→ **Exercise**:
Below are some entries. Copy each line that holds the string "from".

Saved data entries

PR #177, opened 2020-07-27
Fix how the unit of measurement is retrieved

tetienne:
Taken from From https://www.tahomalink.com/enduser-mobile-web/steer-html5-client/tahoma/bootstrap.js

### DIFF
--- a/custom_components/tahoma/sensor.py
+++ b/custom_components/tahoma/sensor.py
@@ -1,21 +1,19 @@
 """Support for TaHoma sensors."""
 from datetime import timedelta
 import logging
-from typing import List, Optional
+from typing import Optional
 
 from homeassistant.components.sensor import DOMAIN as SENSOR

→ **Response to this task**:
Taken from From https://www.tahomalink.com/enduser-mobile-web/steer-html5-client/tahoma/bootstrap.js
 from datetime import timedelta
-from typing import List, Optional
+from typing import Optional
 from homeassistant.components.sensor import DOMAIN as SENSOR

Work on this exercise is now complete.